**Required work:**
Filter this data down to the lines that hold "specify", and copy them.

**Information:**
Segment Open

PR #428, opened 2017-06-02
allow for metrics size to be chosen

### LINKED ISSUE #426: Add the ability to specify the size of metrics persistent storage in aws-ansible scripts
As a user I want the ability to specify the size of the persistent storage behind cluster metrics. Right now I believe it defaults to 20Gi statically.

cooktheryan:
Resolves #426

### DIFF
--- a/reference-architecture/gce-cli/ansible/playbooks/openshift-minor-upgrade.yaml
+++ b/reference-architecture/gce-cli/ansible/playbooks/openshift-minor-upgrade.yaml
@@ -27,4 +27,3 @@
     containerized: false
     openshift_hosted_metrics_storage_kind: dynamic
     openshift_master_metrics_public_url: 'https://metrics.{{ osm_default_subdomain }}/hawkular/metrics'
-    openshift_hosted_metrics_storage_volume_size: 20Gi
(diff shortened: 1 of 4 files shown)


reference-architecture/gce-cli/ansible/playbooks/openshift-minor-upgrade.yaml
```diff
@@ -27,4 +27,3 @@
     containerized: false
     openshift_hosted_metrics_storage_kind: dynamic
     openshift_master_metrics_public_url: 'https://metrics.{{ osm_default_subdomain }}/hawkular/metrics'
-    openshift_hosted_metrics_storage_volume_size: 20Gi
```
pschiffe: You also need to do this change in https://github.com/openshift/openshift-ansible-contrib/blob/master/reference-architecture/gce-cli/ansible/playbooks/openshift-setup.yaml#L25

cooktheryan: @pschiffe good catch. The run time values defined should now be correct and allow for metrics to be deployed at a specific dize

Segment Closed

**Answer to this problem:**
### LINKED ISSUE #426: Add the ability to specify the size of metrics persistent storage in aws-ansible scripts
As a user I want the ability to specify the size of the persistent storage behind cluster metrics. Right now I believe it defaults to 20Gi statically.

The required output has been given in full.